Targeting use in portable-system applications that require raising a battery's voltage to a higher level, IC boost regulators often include output transistors that can drive storage inductors. However, most boost regulators' absolute-maximum input-voltage rating typically doesn't exceed 6 V, an adequate level for battery operation. In addition, breakdown voltage of the regulator's output transistor limits the regulator's absolute-maximum output voltage to 25 to 30 V, which may be too low for some applications.
You can extend a boost regulator's output-voltage range by adding an external transistor that has a higher breakdown voltage than the regulator. However, the internal design of a typical boost regulator's control circuitry often prevents direct drive of an external transistor's base or gate. As an alternative, you can add an external higher voltage transistor by connecting it in a cascode configuration.
Most boost regulators feature a peak-current-control method that reduces the number of external components and thus shrinks the overall pc-board area of the converter circuit. Figure 1 shows a boost regulator based on a TPS61040 boost controller, IC1, which uses peak-current control.
|Figure 1.||Based on the “barefoot” TPS61040, this dc/dc boost converter delivers
output voltages only within IC1’s ratings.
Applying input voltage VIN to IC1's VCC pin and to one leg of inductor L1 turns on IC1's internal MOSFET switch, Q1, allowing a gradually increasing amount of current to flow from VIN through L1, Q1, and internal current-sense resistor R1. The circuit's internal controller monitors the voltage across sense resistor R1 and, upon reaching a predetermined current limit, turns off Q1.
Interrupting the current through L1 raises the voltage across the inductor and applies forward bias to diode D1, which conducts and charges output capacitor C1 to a higher voltage than would be available from the input voltage alone. The input voltage, L1's inductance, and the preset peak current through R1 all affect Q1's on-time, and the output voltage sensed by IC1's FB (feedback) pin and its external components determines Q1's off-time. To maintain operation and set Q1's off-time, IC1's internal controller must monitor current through L1 using Q1 and R1.
You can add a higher voltage MOSFET transistor, Q2 (Figure 2), for applications that require an output voltage higher than the internal transistor's breakdown voltage. To maintain the circuit's current-flow path through L1 and IC1's SW pin, you connect the external transistor in a cascode, or common-gate, configuration.
|Figure 2.||Adding an external cascode-connected MOSFET transistor, Q2, with higher breakdown-voltage ratings,
enables the circuit to produce higher output voltages.
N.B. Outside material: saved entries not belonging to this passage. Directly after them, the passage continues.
PR #2075, opened 2021-03-06
Fix revdep breaking issues

### LINKED ISSUE #2016: Solve revdep issues with modularised v3 release
I have identified revdep issues with the following, so far, related to them calling functions from **quanteda** that will soon be relocated to the modular packages.

| package         | fix status         | new dependency     | branch                                                          |
|:-----------------|:--------------------|:--------------------|:-----------------------------------------------------------------|
| LSX             | Fixed GitHub but not CRAN | quanteda.textstats |              |
| collector       | PR submitted | quanteda.textstats | https://github.com/kbenoit/collector/tree/fix-quanteda-v3       |
| LexisNexisTools | Fixed on CRAN | quanteda.textstats |  |
| newsmap         |    Fixed on CRAN                | quanteda.textstats |                                                                 |

kbenoit:
Makes adjustments to the deprecations already implemented for `dfm()`, to fix some of the ways that it was breaking packages that used `dfm()`.

- Fixes a problem wherein `dfm()` calls would break if called as `quanteda::dfm()` without also importing `tokens()`.
- Fixes false warnings when `verbose` is specified.
- Adds back functionality for `valuetype` and `case_insensitive`, although these remain hidden from the function signature. (@koheiw if you think we should add these back to the argument list, since we have kept `remove`, let me know - I nearly added them back myself, but thought it best to keep `dfm()` simple rather than enable the use of a functionality we are deprecating.)

Now, only **politeness** and **LexisNexisTools** are breaking, and I've issued PRs for both that have already been merged. (But neither yet re-submitted to CRAN.)

Closes #2016.

### DIFF
--- a/R/dfm.R
+++ b/R/dfm.R
@@ -4,12 +4,8 @@
 #' [tokens], or even other [dfm] object.
 #' @param x a [tokens] or [dfm] object
 #' @param tolower convert all features to lowercase
-#' @param remove a [pattern] of user-supplied features to ignore, such as "stop
-#'   words".  To access one possible list (from any list you wish), use
-#'   [stopwords()].  The pattern matching type is fixed to "glob"; if you want
-#'   greater control, use [tokens_remove()] or [dfm_remove()].  `remove` is
-#'   primarily useful for removing artefacts created during the [tokens]
-#'   creation process, such as pads.  See examples.
+#' @param remove_padding logical; if `TRUE`, remove the "pads" left as empty tokens after
+#' calling [tokens()] or [tokens_remove()] with `padding = TRUE`
 #' @param verbose display messages if `TRUE`
 #' @param ... not used directly
 #' @section Changes in version 3:
@@ -44,7 +40,7 @@
 #' dfm(toks, tolower = FALSE)
 dfm <- function(x,
                 tolower = TRUE,
-                remove = NULL,
+                remove_padding = FALSE,
                 verbose = quanteda_options("verbose"),
                 ...) {
     dfm_env$START_TIME <- proc.time()
@@ -95,11 +91,16 @@ dfm.corpus <- function(x, ...) {
 #' @export
 dfm.tokens <- function(x,
                        tolower = TRUE,
-                       remove = NULL,
+                       remove_padding = FALSE,
                        verbose = quanteda_options("verbose"),
                        ...) {
     # check for arguments passed to tokens via ...
     otherargs <- list(...)
+    # if "remove" was matched to "remove_padding"
+    if ("remove" %in% setdiff(names(as.list(sys.call())), names(as.list(match.call())))) {
+        otherargs[["remove"]] <- remove_padding
+        remove_padding <- FALSE
+    }
     otherargs_tokens <- otherargs[names(otherargs) %in% names(as.list(args(quanteda::tokens)))]
     if (length(setdiff(names(otherargs_tokens), "verbose"))) {
         .Deprecated(msg = "'...' should not be used for tokens() arguments; use 'tokens()' first.")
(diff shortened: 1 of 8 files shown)


koheiw:
It is true that `dfm()` should bave `valuetype` and `case_insensitive` along with `remove`. If we add `remove_padding = FALSE` now, we can deprecated all the three. If not now, we need to keep all of them active and visible.

kbenoit:
I can see the value of having remove, for convenient removal of stopwords, pads, punctuation, and other possible characters left over from tokens manipulations. But it's also inconsistent with our approach of deprecating the shortcuts.

So the options are what you said. Which do you prefer? I think I mildly prefer `remove_padding` only.

koheiw:
In the long run, we have to defunct `remove` and add `remove_padding`. This is the question of when. I think v3 is a good time to do.

kbenoit:
OK I'll do this later today. Or, if you are fixing LSX, merge it and we can modify the remove arguments later.

kbenoit:
Ugh, trapping `remove` without it automatically expanding to `remove_padding` is a bit of a pain. But possible.

kbenoit:
OK done with implementing `remove_padding`. It's not the prettiest, but works. And extensively tested.

I think the modular chunks of code approach taken here, while not the prettiest, is better than modularising it into utility functions, since it's special to need to partition the deprecated arguments into two sets: those originally passed to `tokens()` via `...`, and those originally named `dfm()` arguments. This way, we can make the deprecated functionality defunct in a future release simply by deleting the code blocks, rather than pulling on some thread of utility function calls that could cause more fabric to unravel.

This now works with the  current master branch of **LSX** as well. (You should not change the `dfm(x, remove = "")` in `textstat_context()` for now since that works with both this PR and v2.1.2, but you could `suppressWarnings()` on that in **LSX** to make it warning-free for v3, and update it once v3 is on CRAN).

koheiw (changes requested):
It is better to set `dfm_remove(x, "", valuetype = "fixed")`. Otherwise looks good ( the use of `do.call()`).

kbenoit:
I'm reluctant to change the (hidden) `valuetype` default from "glob" to "fixed", even if it's likely to affect very few users. That is effectively saying: We are deprecating an argument and hiding it from the function signature and documentation, but also changing its default behaviour. Your code will now work but work differently, and it will have become harder for you to figure out why. So I don't think we should change it.

R/dfm.R
```diff
@@ -182,6 +200,11 @@ dfm.tokens <- function(x,
 
     check_dots(otherargs, method = "dfm")
 
+    remove_padding <- check_logical(remove_padding)
+    if (remove_padding) {
+        x <- tokens_remove(x, "")
```
koheiw, line 205: Adding `valuetype = "fixed"` will disable auto-detection of glob in `pattern2id()` but I admit that the difference is very small.

koheiw: More importantly, it is faster to remove padding after forming a DFM.

```r
> toks <- tokens(data_corpus_inaugural, remove_punct = TRUE, padding = TRUE)
+   dfm(tokens_remove(toks, "")),
+   dfm_remove(dfm(toks), "")
+ )
Unit: milliseconds
                         expr     min       lq     mean   median       uq      max neval
 dfm(tokens_remove(toks, "")) 73.2486 94.10910 151.1463 126.0674 172.1803 399.8985   100
    dfm_remove(dfm(toks), "") 65.8952 87.95525 122.9699 101.7932 134.7257 330.3436   100
```

kbenoit: I'm getting very similar results for all three options below. Looks like the `remove_padding = TRUE` is about the same. Was that just for information or were you proposing we remove `remove_padding`?
```r
+    dfm(tokens_remove(toks, "")),
+    dfm_remove(dfm(toks), ""),
+    dfm(toks, remove_padding = TRUE)
+ )
Unit: milliseconds
     dfm(tokens_remove(toks, "")) 24.52573 27.33274 32.28436 30.10545 33.06334 149.6006   100
        dfm_remove(dfm(toks), "") 24.52290 27.62597 33.32570 30.62006 32.69043 149.8663   100
 dfm(toks, remove_padding = TRUE) 22.91938 27.99522 32.07499 30.15143 32.86733 144.3347   100
```

kbenoit: I misunderstood about the `valuetype = "fixed"` point earlier, thought you meant the deprecated `valuetype`, but you meant for `remove_padding`. Changed now in d54e6ea.

koheiw (approved):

Q2 comprises a low-on-resistance, low-gate-voltage-threshold MOSFET with the addition of diode D2 between Q2's gate and source. To ensure the circuit's proper operation, VCC – 5 V in this example – must exceed Q2's gate-threshold turn-on voltage. In operation, IC1's internal control circuit turns on Q1, which pulls Q2's source close to ground level and turns on Q2 with almost 5 V of gate-to-source potential.
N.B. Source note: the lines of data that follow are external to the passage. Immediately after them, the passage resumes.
Issue #2028, opened 2020-12-17
Implement NSE consistently for functions that reference docvars


kbenoit:
As it works for the `*_subset()` functions, we would want to extend this functionality to arguments that take `group`, or `by`, or (in `textstat_keyness()`), `target`/`reference`, etc.

- `subset` - (logical expression) - Status ✅
    - `corpus_subset()`
    - `tokens_subset()`
    - `dfm_subset()`
 
- `by`- (docvar name(s)) - Status ✅ (see #2081)
    - `corpus_sample()` 
    - `dfm_sample()`
    - `tokens_sample()`

- `groups` - (docvar name(s)) - Status ✅ (see #2081)
    - `dfm_group()`
    - `tokens_group()`
    - `dfm_group()`
    - `texts()` - See #2076 
    - `topfeatures()` - We will remove this

There are also methods in **quanteda.textmodels** -- anything with `y` -- and `textstat_keyness()` in **quanteda.textstats** where this functionality should be applied.

kbenoit:
This is not so hard to do, and I have it working in a test branch, BUT: it breaks arguments such as:

```r
dfm_group(dfm(data_corpus_inaugural[1:8]), groups = "Party")
```

_although_ this already does not work:

```r
dfm_subset(dfm(data_corpus_inaugural[1:8]), subset = "Party" == "none")
```

koheiw:
We are very good in NSE in `*_subset()`. I think the easiest way to upgrade `*_group()` is adding `by` with full NSE while deprecating `groups`.

koheiw:
By the way, we should remove `groups` from `texts()` and `topfeatures()`.

kbenoit:
OK I'll get the NSE for `*_group()` and `*_sample()` working, but with a trap and warning for passing docvar names as characters (but making them work).

Will remove `groups` from topfeatures. `textstat_frequency()` does this now.

On the groups from texts, I find this a really useful building function for some of my work. We could drop it if we were to write a `corpus_group()`. Should we add that and then drop the `groups` from `texts()`?

koheiw:
It is probably the time to export `tokens_group()` and add `corpus_group()`. They will look very similar to each other.

kbenoit:
Agreed. Let me keep working on the NSE for the existing ones first, we can add corpus_group once I've fixed the others.

[...]

PR #2081, opened 2021-03-13
Implement NSE for by in *_sample() functions

kbenoit:
Implements #2028 for by in `*_sample()` functions. @koheiw I think you will like this one since it is clean and now completely consistent, and removes hacks like `by = "document"`. The code is also simpler. It breaks some previous code however, so please take a look at whether you agree with this approach, before I implement similar changes to the `groups` arguments as per the last part of #2028.

- `by` now takes unquoted docvars. It will no longer work with quoted docvar names, nor with `"document"`, which should now be replaced with `by = docid(x)` (or alternatively, `by = docid_`).
- The documentation is made much more consistent across all three `*_sample()` functions.
- There are updates to `?quanteda-deprecations` but I am thinking now that we could remove this, and replace it with the suggestion to see `news(Version >= "2.9.0", package = "quanteda")`, which means we keep the information all in one place.


koheiw (approved):
Nice to see the code getting shorter.

kbenoit:
Agreed - although sometimes it has to get longer in order to get shorter. Shorter here cause it's a breaking change.

kbenoit:
Latest commits complete the NSE issue by extending the same functionality and consistent implement as with `by`, to the `groups` arguments.

Also removes the `quanteda-deprecations` page and now encourages users to use `news(Version >= "2.9", package = "quanteda")` instead. I've also rewritten this carefully so that it documents the changes in v3 including deprecations and suggested new usages.

Solves #2028. I'll file a separate issue for the `texts()` and `topfeatures()` functions, since they might need deprecations.

Issue #2078, opened 2021-03-07
Add corpus_group(), export tokens_group()


kbenoit:
We hesitated to do this before since it is sequence dependent. But now via `[` both corpus and tokens objects are easily reordered, without losing their special attributes. `texts(x, groups = "...")` always had the order-dependent issue.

Current flows through inductor L1, external transistor Q2, internal transistor Q1, and sense resistor R1, and IC1's control circuit "sees" no difference with the installation of Q2. Once the inductor current reaches its preset limit, Q1 turns off, leaving Q2 with no path for current to flow from its source. The voltage on Q2's drain rises rapidly to the desired output voltage plus the voltage drop across D1. As the drain voltage rises, Q2's drain-to-source capacitance attempts to pull the MOSFET's floating source above 5 V, which forward-biases D2, connects IC1's SW pin voltage to 5 V plus one diode drop, and clamps Q2's source to the same voltage.
A boost converter delivers a 180 V output at 4 mA (VOUT) to bias a laser circuit from a 9 V power supply (V+). In this application, the 5 V input supply need provide only enough current – typically, a few milliamperes – to drive IC1's internal logic and the gate of cascode MOSFET Q2. You can use a dropping resistor and zener-diode voltage regulator (not shown) to supply the 5 V requirement from the 9 V supply. You can drive the inductor and IC1 from a common power supply or from a separate source that's within Q2's breakdown-voltage rating. The cascode circuit also can produce any output voltage that's within Q2's drain-to-source breakdown-voltage rating. Specify other components with an appropriate voltage rating – for example, breakdown-voltage ratings of inductor L1 and capacitor C1 should safely exceed the desired output voltage.